Recorded data —
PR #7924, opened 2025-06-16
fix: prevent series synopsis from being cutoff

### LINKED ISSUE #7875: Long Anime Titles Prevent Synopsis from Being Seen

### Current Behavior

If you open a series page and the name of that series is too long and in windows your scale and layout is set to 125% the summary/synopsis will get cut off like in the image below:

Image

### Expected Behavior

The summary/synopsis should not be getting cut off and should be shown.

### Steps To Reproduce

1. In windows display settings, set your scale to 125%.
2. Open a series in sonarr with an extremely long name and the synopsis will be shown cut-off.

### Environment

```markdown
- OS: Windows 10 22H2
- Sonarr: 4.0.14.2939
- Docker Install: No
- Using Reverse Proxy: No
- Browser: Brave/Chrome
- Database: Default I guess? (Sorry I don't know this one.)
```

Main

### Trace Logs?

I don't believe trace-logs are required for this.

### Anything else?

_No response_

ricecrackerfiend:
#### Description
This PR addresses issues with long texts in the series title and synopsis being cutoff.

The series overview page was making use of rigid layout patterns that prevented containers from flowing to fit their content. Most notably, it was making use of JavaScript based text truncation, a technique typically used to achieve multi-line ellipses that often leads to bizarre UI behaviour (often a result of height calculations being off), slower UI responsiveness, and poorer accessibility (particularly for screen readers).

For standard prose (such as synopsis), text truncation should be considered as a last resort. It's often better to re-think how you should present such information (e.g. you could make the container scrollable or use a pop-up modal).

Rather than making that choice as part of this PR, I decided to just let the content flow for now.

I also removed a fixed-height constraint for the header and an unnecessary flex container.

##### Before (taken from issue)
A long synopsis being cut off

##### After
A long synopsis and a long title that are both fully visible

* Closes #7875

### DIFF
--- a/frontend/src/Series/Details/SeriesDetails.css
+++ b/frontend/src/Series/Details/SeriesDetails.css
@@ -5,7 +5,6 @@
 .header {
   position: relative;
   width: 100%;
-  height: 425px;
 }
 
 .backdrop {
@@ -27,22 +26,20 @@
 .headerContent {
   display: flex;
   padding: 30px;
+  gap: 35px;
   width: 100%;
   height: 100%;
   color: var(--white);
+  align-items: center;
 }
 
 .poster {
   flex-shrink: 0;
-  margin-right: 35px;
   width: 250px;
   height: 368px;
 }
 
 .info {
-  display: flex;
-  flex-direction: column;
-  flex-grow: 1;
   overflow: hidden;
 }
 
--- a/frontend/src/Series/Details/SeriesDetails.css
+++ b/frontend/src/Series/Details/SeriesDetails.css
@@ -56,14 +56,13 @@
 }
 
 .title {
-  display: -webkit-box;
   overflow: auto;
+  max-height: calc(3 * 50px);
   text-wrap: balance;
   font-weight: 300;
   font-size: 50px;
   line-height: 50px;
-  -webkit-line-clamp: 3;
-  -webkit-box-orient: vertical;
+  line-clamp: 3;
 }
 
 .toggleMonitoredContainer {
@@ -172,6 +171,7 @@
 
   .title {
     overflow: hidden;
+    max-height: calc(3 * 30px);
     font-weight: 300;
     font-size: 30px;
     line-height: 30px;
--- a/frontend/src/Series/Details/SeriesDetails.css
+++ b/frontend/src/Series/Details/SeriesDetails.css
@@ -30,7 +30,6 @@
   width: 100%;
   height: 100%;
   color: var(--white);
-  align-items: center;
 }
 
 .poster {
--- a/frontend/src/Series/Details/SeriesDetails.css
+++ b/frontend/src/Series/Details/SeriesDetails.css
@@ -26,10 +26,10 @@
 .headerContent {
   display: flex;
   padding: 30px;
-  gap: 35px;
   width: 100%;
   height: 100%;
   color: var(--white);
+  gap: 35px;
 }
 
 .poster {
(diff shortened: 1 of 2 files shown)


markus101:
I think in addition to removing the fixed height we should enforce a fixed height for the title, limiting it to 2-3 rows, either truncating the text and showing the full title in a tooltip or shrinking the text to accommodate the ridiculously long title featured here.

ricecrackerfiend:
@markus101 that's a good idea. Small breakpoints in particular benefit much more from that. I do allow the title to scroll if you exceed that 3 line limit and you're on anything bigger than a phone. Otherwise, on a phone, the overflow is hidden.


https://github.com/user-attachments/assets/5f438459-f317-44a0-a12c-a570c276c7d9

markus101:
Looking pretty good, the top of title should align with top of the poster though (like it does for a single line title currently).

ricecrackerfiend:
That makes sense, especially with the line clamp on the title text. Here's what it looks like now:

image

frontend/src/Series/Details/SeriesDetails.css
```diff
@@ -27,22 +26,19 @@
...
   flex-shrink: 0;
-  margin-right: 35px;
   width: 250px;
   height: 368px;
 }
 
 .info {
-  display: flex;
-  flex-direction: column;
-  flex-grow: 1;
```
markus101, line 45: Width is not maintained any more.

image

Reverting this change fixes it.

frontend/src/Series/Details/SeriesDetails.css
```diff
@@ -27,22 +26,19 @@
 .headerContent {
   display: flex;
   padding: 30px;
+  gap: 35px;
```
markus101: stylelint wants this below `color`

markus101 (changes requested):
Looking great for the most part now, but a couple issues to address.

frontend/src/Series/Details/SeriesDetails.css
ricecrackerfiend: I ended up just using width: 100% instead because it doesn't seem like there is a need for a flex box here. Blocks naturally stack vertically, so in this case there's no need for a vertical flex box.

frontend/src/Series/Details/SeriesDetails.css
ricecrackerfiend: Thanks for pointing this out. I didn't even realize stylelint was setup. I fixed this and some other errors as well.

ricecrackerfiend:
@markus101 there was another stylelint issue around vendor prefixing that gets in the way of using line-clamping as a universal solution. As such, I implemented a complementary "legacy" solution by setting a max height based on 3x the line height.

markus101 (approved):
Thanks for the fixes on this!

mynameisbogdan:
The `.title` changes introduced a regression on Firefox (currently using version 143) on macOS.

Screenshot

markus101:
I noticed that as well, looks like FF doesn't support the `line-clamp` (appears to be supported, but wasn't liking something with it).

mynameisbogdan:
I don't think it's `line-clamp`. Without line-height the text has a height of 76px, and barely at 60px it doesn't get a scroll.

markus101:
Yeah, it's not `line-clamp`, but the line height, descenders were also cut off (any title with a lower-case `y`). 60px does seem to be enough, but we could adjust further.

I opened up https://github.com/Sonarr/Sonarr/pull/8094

Work task — The lines above, starting at the one with "The summary/synopsis should" and ending at the one with "This PR addresses", are the only ones to return, exactly as written.

Answer to the exercise —
The summary/synopsis should not be getting cut off and should be shown.

### Steps To Reproduce

1. In windows display settings, set your scale to 125%.
2. Open a series in sonarr with an extremely long name and the synopsis will be shown cut-off.

### Environment

```markdown
- OS: Windows 10 22H2
- Sonarr: 4.0.14.2939
- Docker Install: No
- Using Reverse Proxy: No
- Browser: Brave/Chrome
- Database: Default I guess? (Sorry I don't know this one.)
```

Main

### Trace Logs?

I don't believe trace-logs are required for this.

### Anything else?

_No response_

ricecrackerfiend:
#### Description
This PR addresses issues with long texts in the series title and synopsis being cutoff.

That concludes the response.